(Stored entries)
PR #63, opened 2022-09-22
feature(integrations): add an integrations test harness for substreams modules

### LINKED ISSUE #62: Integration Test Harness
Create integration test harness for packages substream modules.

It should:

[ ] Load substreams spkg module and use the grpc sf endpoint to test the consumption of the stream;
[ ] Cache the results of the stream;
[ ] Check runs against cached results;
[ ] Save cached results to target folder (used by github actions);

Ryanmtate:
Resolves #62 

The integrations crate provides a module test harness, calling the `substreams` cli to run each of the modules and cache the results to be compared on the next run.

Cached results are saved in the `integrations/target/` folder and can be run locally. The cached results are not committed to the repository, instead they can be restored in the github ci workflow for comparison.

NOTE: There is some beginning work on calling the substreams grpc `blocks` endpoint directly using the substreams playground [example](https://github.com/streamingfast/substreams-playground/blob/master/consumers/rust/src/main.rs) as a guide, however, I have not been able to call the endpoint successfully and reverting to using the substreams CLI in the meantime.


0xbe1:
> There is some beginning work on calling the substreams grpc blocks endpoint directly using the substreams playground [example](https://github.com/streamingfast/substreams-playground/blob/master/consumers/rust/src/main.rs) as a guide, however, I have not been able to call the endpoint successfully and reverting to using the substreams CLI in the meantime.

let's just use substreams CLI

.github/workflows/ci.yaml
```diff
@@ -20,7 +22,16 @@ jobs:
           GITHUB_TOKEN: ${{ secrets.GITHUB_TOKEN }}
       - name: install buf
         uses: bufbuild/buf-setup-action@v1.7.0
-      - name: install rust-toolchain
+      - name: install protoc
```
0xbe1, line 25: how about using this action instead?
https://github.com/marketplace/actions/setup-protoc

Ryanmtate:
After talking with @this-username-is-taken today, need to give integrations further thought. Would like to compare the output of the subgraph against the output of the substreams module. Need to do some investigations into the best way to automate a subgraph <> substreams output comparison.

For now, the integration harness is just checking the output from a single module against subsequent runs. When changes to the schema are made it will change the result and fail tests. Therefore, there needs to be a version of the module associated with tests. Since schemas typically only have major versions, we may wish to adopt a package version that is tightly coupled with the versioning of the protobuf package.

PR #66, opened 2022-09-22
refactor(substreams-helper): rename price to erc20_price

0xbe1:


Ryanmtate:
Let's merge in #60 as it will have some conflicts with this.

PR #67, opened 2022-09-22
wip: rename map_price to map_eth_price runtime error

0xbe1:
To reproduce:
1. cd erc20-price
2. make build && make example

Error
```
Error: rpc error: code = Internal desc = unexpected termination: process block failed: panic at block 13000000: runtime error: invalid memory address or nil pointer dereference
```


0xbe1:
sf server error, fixed by eduard

PR #78, opened 2022-09-27
feat(substreams-helper): add curve calculations to price lib

### LINKED ISSUE #34: add curve calculations to price lib

0xbe1:
close #34


substreams-helper/src/price.rs
```diff
@@ -9,6 +9,7 @@ const CONFIG: Config = Config {
     ethereum: NetworkConfig {
         yearn_lens_oracle: hex!("83d95e0d5f402511db06817aff3f9ea88224b030"),
         chainlink_feed_registry: hex!("47fb2585d2c56fe188d0e6ec628a38b74fceeedf"),
+        curve_calculations: hex!("25BF7b72815476Dd515044F9650Bf79bAd0Df655"),
```
this-username-is-taken, line 12: @Ryanmtate do you know if there is a linter we could use to convert all hex to lowercase?

Ryanmtate: Maybe regex pattern match?

PR #86, opened 2022-09-30
network: add initial network proto and substreams module

Ryanmtate:
WIP. Adds initial network protobuf based on subgraph graphql types, see: https://github.com/messari/subgraphs/blob/master/subgraphs/network/schema.graphql


this-username-is-taken:
Not sure how much work it is but might be helpful to have something we can use to bootstrap new substreams. Something similar to `graph init` in `graph-cli`: https://github.com/graphprotocol/graph-cli. I will add this in the backlog

network/proto/v1/network.proto
```diff
@@ -0,0 +1,259 @@
...
+    // #### Quantitative Data ####
+  
+    // Number of cumulative unique authors (see type Author for explanation)
+    int64 cumulative_unique_authors = 5;
+  
+    // The total number of blocks in the blockchain
+    int64 block_height = 6;
+  
+    // Total difficulty to reach the current block
+    int64 cumulative_difficulty= 7;
```
this-username-is-taken, line 28: minor but might be helpful to have a linter to catch this kind of thing: `cumulative_difficulty=`

Ryanmtate:
> Not sure how much work it is but might be helpful to have something we can use to bootstrap new substreams. Something similar to `graph init` in `graph-cli`: https://github.com/graphprotocol/graph-cli. I will add this in the backlog

Opened #88 to track

network/proto/v1/network.proto
```diff
@@ -0,0 +1,370 @@
...
+  
+    // #### Snapshots ####
+  
+    // Daily metrics for this blockchain
+    DailySnapshots daily_snapshots = 16;
+  
+    // Hourly metrics for this blockchain
+    HourlySnapshots hourly_snapshots = 17;
+
+    NetworkSnapshot network_snapshot = 18;
```
Ryanmtate, line 64: Adding `NetworkSnapshot` based on discussion on https://www.notion.so/messari/Subgraph-Schema-feedback-bc070812d29e4aea9886e4d7201ef206

These `Stats` are in addition to the cumulative values in the Network schema.

Q: Is this the way we are thinking about the `Network` schema?

Ryanmtate:
IMHO, the number of stats that we're including in the `Network` schema might be better handled as individual map method, as opposed to trying to compute the entire stats on read. I have a feeling that the computation will be slow and will cause indexing to be slow.

Probably worth re-visiting the schema and breaking the stats into stand-alone types that allow users to pick and choose which stats they care most about. having a singular `Network` schema to aggregate all the information together seems overloaded.

For example, another approach might be just a map for the cumulative values and keep the `Stats` in separate map methods.

I'm also a little unsure how parallelism will be handled for storing values to handle the `Stats` properties. 

There is no data types for a list/array/vector in substreams, or a `push` merge strategy that would allow you add a new item to a list. It would seem we will need a message type to series a vector of values, e.g.

```proto
message Values {
repeated BigInt values = 1;
}

```

This would be fine, however, we cannot read AND write to the same store in the same method, nor can we have circular dependencies, which begs the question how do we keep a list of values to perform operations-- e.g. the `values` property of `Stats` schema?

Open to suggestions, but I think it would almost be better to read the network into a SQL db that can have stored procedures to run various kinds of analytics.

I'm not sure if substreams is the best solution to handle these quantitative types of queries.

network/proto/v1/network.proto
Ryanmtate: @dmelotik Thoughts on the schema? I also added a note below discussing some of the limitations we may encounter with substreams in terms of how we handle calculations, e.g. keeping a record of values in the `Stats` schema.

this-username-is-taken:
merging for hand-over

PR #26, opened 2019-05-15
Load nested structures into python native types

trimailov:
Load array items and object properties.

Also fix issue with `Date` and `DateTime` raising `TypeError` (not only `ValueError`)


spinta/types/type.py
```diff
@@ -235,6 +241,33 @@ def load_type(context: Context, prop: Node, data: dict, manifest: Manifest):
...
+
+
+@load.register()
+def load(context: Context, type: Array, value: object) -> object:
+    # loads value into native python list, including all list items
+    array_item_type = type.items.type
+    loaded_array = type.load(value)
+    for j, item in enumerate(loaded_array):
+        # overwrite loaded list, with items loaded to native python types
+        loaded_array[j] = load(context, array_item_type, item)
```
sirex: I'm not sure if this is a good idea, to update input value in place. Lets append loaded values to a new array and leave input array as is.

spinta/types/type.py
```diff
@@ -235,6 +241,33 @@ def load_type(context: Context, prop: Node, data: dict, manifest: Manifest):
...
+    return loaded_array
+
+
+@load.register()
+def load(context: Context, type: Object, value: object) -> object:
+    # loads value into native python dict, including all dict's items
+    loaded_obj_value = type.load(value)
+    for name, value in type.properties.items():
+        # overwrite given object key value, with a loaded python native key value
+        loaded_obj_value[name] = load(context, value.type, loaded_obj_value[name])
```
sirex: Same with dict, lets avoid mutating input values.

trimailov:
I've realised `prepare` is not tested for nested structures.

Thus pulled back status to Work in Progress, though @sirex  feel free to look around what is now implemented.

trimailov:
@sirex: finished nested prepare.

spinta/backends/__init__.py
```diff
@@ -23,6 +23,25 @@ def prepare(context: Context, type: Type, backend: Backend, value: object) -> ob
     return value
 
 
+@prepare.register()
+def prepare(context: Context, type: Array, backend: Backend, value: object) -> object:
```
sirex: Incorrect type anotations, here you clearly expect `value` to be array and also returning `array`.

spinta/backends/__init__.py
```diff
@@ -23,6 +23,25 @@ def prepare(context: Context, type: Type, backend: Backend, value: object) -> ob
...
+    # prepare array and it's items for datastore
+    array_item_type = type.items.type
+    new_prepare_array = []
+    for item in value:
+        new_prepare_array.append(prepare(context, array_item_type, backend, item))
+    return new_prepare_array
```
sirex: It is always more difficult to read too verbose code with lots of unnecessary operations. You can do the same with this:

```python
return [prepare(context, type.items.type, backend, v) for v in value]
```

At least to my eye, it is very clear, that each item of `value` is mapped to `prepare` function call.

In you case, I see new variables introduced, `array_item_type` is used just once, also there are three operations with `new_prepare_array`. It just takes more time to undrestand.

spinta/backends/__init__.py
```diff
@@ -23,6 +23,25 @@ def prepare(context: Context, type: Type, backend: Backend, value: object) -> ob
...
+
+
+@prepare.register()
+def prepare(context: Context, type: Object, backend: Backend, value: object) -> object:
```
sirex: `value: dict) -> dict`.

spinta/types/type.py
```diff
@@ -235,6 +241,33 @@ def load_type(context: Context, prop: Node, data: dict, manifest: Manifest):
...
 
 
+@load.register()
+def load(context: Context, type: Type, value: object) -> object:
+    # loads value to python native value according to given type
+    return type.load(value)
+
+
+@load.register()
+def load(context: Context, type: Array, value: object) -> object:
```
sirex: `-> list`.

spinta/types/type.py
```diff
@@ -235,6 +241,33 @@ def load_type(context: Context, prop: Node, data: dict, manifest: Manifest):
...
+    array_item_type = type.items.type
+    loaded_array = type.load(value)
+    new_loaded_array = []
+    for item in loaded_array:
+        new_loaded_array.append(load(context, array_item_type, item))
+    return new_loaded_array
+
+
+@load.register()
+def load(context: Context, type: Object, value: object) -> object:
```
sirex: `-> dict`.

spinta/types/type.py
```diff
@@ -235,6 +241,33 @@ def load_type(context: Context, prop: Node, data: dict, manifest: Manifest):
...
+    # loads value into native python dict, including all dict's items
+    loaded_obj = type.load(value)
+    new_loaded_obj = {}
+    for k, v in type.properties.items():
+        new_loaded_obj[k] = load(context, v.type, loaded_obj[k])
```
sirex: Keep in mind, that here value is at the very early stage and `k` might not be present in `loaded_obj`, but because of that loading should not raise an error. You should only load given items and make sure, that there are no unknown (not in `type.properties`) items.

tests/test_validation.py
```diff
@@ -0,0 +1,184 @@
...
+    resp = app.post('/report', json={
+        'type': 'report',
+        'report_type': 'simple',
+        'status': 'valid',
+        'count': 'c0unt',  # invalid conversion to int
+    })
+
+    assert resp.status_code == 400
+    assert resp.json() == {
+        "error": "invalid literal for int() with base 10: 'c0unt'",
```
sirex: Probably this is for another pull request, but here I would like to see field name, otherwise these error messages could be really difficult to understand and fix.

tests/test_validation.py
```diff
@@ -0,0 +1,184 @@
...
+        'update_time': '2019-04',  # invalid conversion to datetime
+    })
+
+    assert resp.status_code == 400
+    assert resp.json() == {
+        "error": "Invalid isoformat string: '2019-04'",
+    }
+
+
+def test_non_string_report_datetime(context, app):
```
sirex: Here and in almost all other tests, you don't need `context`.

tests/test_validation.py
```diff
@@ -0,0 +1,184 @@
...
+    resp = app.post('/nested', json={
+        'some': [{
+            'nested': 'object' # invalid object property type
+        }]
+    })
+
+    assert resp.status_code == 400
+    assert resp.json() == {
+        "error": "Invalid object type: <class 'str'>",
+    }
```
sirex: I would like to see a test, where you pass unknown properties. Not sure if checks for required properties, that would be good to test too.

sirex: Also, add tests when nested dict does not have a known property.

sirex:
> @sirex: finished nested prepare.

Please remove WIP if you done with this pull request.

tests/test_validation.py
trimailov: This is indeed for later.

tests/test_validation.py
trimailov: > Not sure if checks for required properties, that would be good to test too.

I have not done any logic to check for property's properties such as required.

trimailov:
@sirex - any more comments? 

- fixed type annotations
- added check for unknown properties in model load and object type load
- no fail when properties are missing in an object

spinta/backends/__init__.py
```diff
@@ -34,7 +34,9 @@ def prepare(context: Context, type: Object, backend: Backend, value: dict) -> di
     # prepare objects and it's properties for datastore
     new_loaded_obj = {}
     for k, v in type.properties.items():
-        new_loaded_obj[k] = prepare(context, v.type, backend, value[k])
+        # only load value keys which are available in schema
+        if k in value:
+            new_loaded_obj[k] = prepare(context, v.type, backend, value[k])
```
sirex: If `k` is not in `value`, then value should be `NA`. Now if you skip a property entirely, `v.type` does have a chance to prepare NA values. You can add a fixme comment and some one will fix it later.

tests/test_validation.py
```diff
@@ -182,3 +182,76 @@ def test_invalid_nested_object_property(app):
...
+
+    resp = app.post('/report', json={
+        'type': 'report',
+        'report_type': 'simple',
+        'status': 'valid',
+        'count': '42',
+        'valid_from_date': '2019-04-20',
+        'update_time': '2019-04-20 03:14:15',
+        'notes': [{
+            'note': 'hello report',  # missing object properties
```
sirex: I think note is in schema.

```yaml
  notes: {
      type: array,
      items: {
          type: object,
          properties: {
              note: {type: string},
              note_type: {type: string}
          }
      }
  }
```

sirex: Sorry, ignore this comment.

trimailov: Yes, and test does not throw any error that `note_type` is missing, though as mentioned above `FIXME` is added to load missing values as `NA`.

spinta/backends/__init__.py
sirex: Also, I think, `prepare` will always have all properties, so probably there is no need to check if `k` is in `value` at all.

* _Instructions for the task_: Whenever a line of the records above contains the word "unknown", it counts toward the total; give that total alone.

* _Written reply_: 3